À Souk Ahras, les habitants de la cité des 400 logements ont dû fuir l’avancée fulgurante du feu. À El Tarf, des villages ont été encerclés par les flammes. Dans ces régions boisées et peuplées, les dégâts sont considérables, des forêts ont été dévastées, des troupeaux décimés et des vergers sont partis en fumée.
Le réchauffement climatique n’est pas seul en cause. En effet, un an après les feux gigantesques qui avaient ravagé la Kabylie, les moyens alloués à la lutte contre ce risque majeur sont insuffisants. À l’époque, plus de quatre-vingt-dix personnes avaient péri, dont des jeunes militaires envoyés pour prêter main-forte.

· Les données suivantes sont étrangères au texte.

PR #11061, opened 2026-05-15
Adding guard for async process

evelyn-with-warp:
## Description

Context: https://warpdev.slack.com/archives/C08QY6ZBK2A/p1778877145314179
We are seeing this as we allocate more traffic to onnx classifier, which widens an existing stale async callback race.
The proposed solution is adding a counter autodetection_generation to track for the latest/valid async runs, and we only take the classification result if the counter value matches with the latest async run.
## Linked Issue

## Testing

### Screenshots / Videos

autodetect_generation increments as expected as user types ,h, he, hel,, hell, hello
image

updated screenshot with is_current_input
image

Note: since local build cannot reproduce the issue, we might have to merge it to see if it resolves the misfire in warp dev 
## Agent Mode


app/src/ai/blocklist/input_model.rs
```diff
@@ -157,6 +157,8 @@ pub struct BlocklistAIInputModel {
     terminal_view_id: EntityId,
 
     autodetect_abort_handle: Option<AbortHandle>,
+    // Id (or counter) to track the latest valid async task
+    autodetect_generation: u64,
```
szgupta: We already do some stale-buffer checks by comparing the current buffer to the one that was in the input when we kicked off some async work. Can we do the same thing here?

https://staging.warp.dev/debug/maa/a34e95a9-cd8e-488e-ae10-3ea1a74ed609?request=30688d57-a673-4ffb-9898-9499c5cffee7

evelyn-with-warp: https://github.com/warpdotdev/warp/pull/11061/changes/ae649d1dcf0147015dda4b384252a85b65074e12

app/src/ai/blocklist/input_model.rs
```diff
@@ -603,13 +603,17 @@ impl BlocklistAIInputModel {
...
     /// `EmptyCompletionContext`).
-    pub fn detect_and_set_input_type<C: CompletionContext + Clone + Send + 'static>(
+    pub fn detect_and_set_input_type<C, F>(
         &mut self,
         input: ParsedTokensSnapshot,
         completion_context: C,
         session_id: Option<SessionId>,
         ctx: &mut ModelContext<Self>,
-    ) {
+        is_current_input_check: F,
```
szgupta: Hrm this seems like a roundabout way to check (and maybe susceptible to ownership cycles) - can't we just check if the current buffer is equal to the buffer we did the computation on?

evelyn-with-warp: @szgupta do you mean something like this https://github.com/warpdotdev/warp/pull/11061/changes/b6fb566847e6343eabfab85b56233f714d221ef0 
This does make each call site lighter. AFAIK we still have to create a new field to track the up-to-date buffer text (as it hasn't implement current buffer text tracking)

szgupta:
@evelyn-with-warp i meant something more like keeping a `current_buffer_text: String` property on the input model, which is updated whenever there is an editor event in input view. The issue I have with the callback is that we have to move the editor model into the closure, which makes me a little bit worried about reference cycles.

evelyn-with-warp:
close it as 1. normally not reproducible after v0.2026.05.20.09.21.dev_00; 2. for reproducible build, the root cause is history match not async guard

Le gouvernement s’était alors dédouané de ses responsabilités en criant au complot, accusant le Mouvement pour l’autonomie de la Kabylie (MAK) d’avoir mis le feu pour le compte du Maroc. Il répondait ainsi au complotisme de ceux qui l’accusaient d’avoir délibérément mis le feu. Cette instrumentalisation des incendies, qui attisait les clivages entre arabophones et berbérophones, avait débouché sur le drame de Larba Nath Irathen. Djamel Bensmail, un jeune volontaire arabophone venu pour aider, avait été accusé à tort d’être pyromane, lynché et brûlé. Cet acte barbare n’avait cependant pas entamé l’immense élan de solidarité qui s’était manifesté, à travers tout le pays, pour venir en aide aux victimes des feux en Kabylie.

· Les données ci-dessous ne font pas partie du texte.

PR #11083, opened 2026-05-15
Escape vim insert mode before leaving ampersand handoff

liliwilson:
## Description
Fixes an issue with vim escaping in the ampersand handoff view so that you can escape into normal mode before you escape handoff setup. Copies the same logic we use for doing this when the inline history menu is open.

## Testing
Unit test and I tested locally!

## Agent Mode

_Conversation: https://staging.warp.dev/conversation/2b3ae6bd-0e53-4ecb-bbc7-581dd80e84b6_
_Run: https://oz.staging.warp.dev/runs/019e2df1-c5c2-7394-a922-0324d06cd929_


harryalbert (approved):
💌 vim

Ces incendies répétés sont aussi le produit du désengagement de l’État dans la gestion des forêts. Un décret de 2007 a permis la privatisation d’une forêt convoitée pour l’exploitation commerciale et par les promoteurs immobiliers.
Aujourd’hui, les moyens d’entretenir le massif forestier, de prévenir et d’éteindre les feux sont largement inférieurs à ceux qui existaient dans les années 1980. À cette époque, le pays disposait de 22 appareils de type Grumman pour lutter contre les feux de forêt. La commande de sept avions bombardiers d’eau faite à l’Espagne a été annulée en juin, après que le gouvernement espagnol a apporté son soutien au Maroc, au sujet du Sahara occidental. Aussi, cet été, un seul avion bombardier d’eau, loué à la Russie, a pu intervenir, quand il n’était pas en panne.
Pour un massif dense, étendu et au relief accidenté, les agents forestiers ne sont plus que 3 300 à gérer 414 postes de vigilance. 1 220 agents partis à la retraite n’ont jamais été remplacés. Quant aux pompiers de la Protection civile, victimes de coupes budgétaires drastiques, leur nombre et leurs moyens sont aussi insuffisants.
Encore une fois, face à la détresse des victimes des incendies, un élan de solidarité a animé les classes populaires de tout le pays. Mais, pour que l’argent public serve aux hôpitaux, à l’éducation, à prévenir et se protéger des catastrophes naturelles prévisibles, il leur faudra aussi imposer leur contrôle sur les richesses du pays.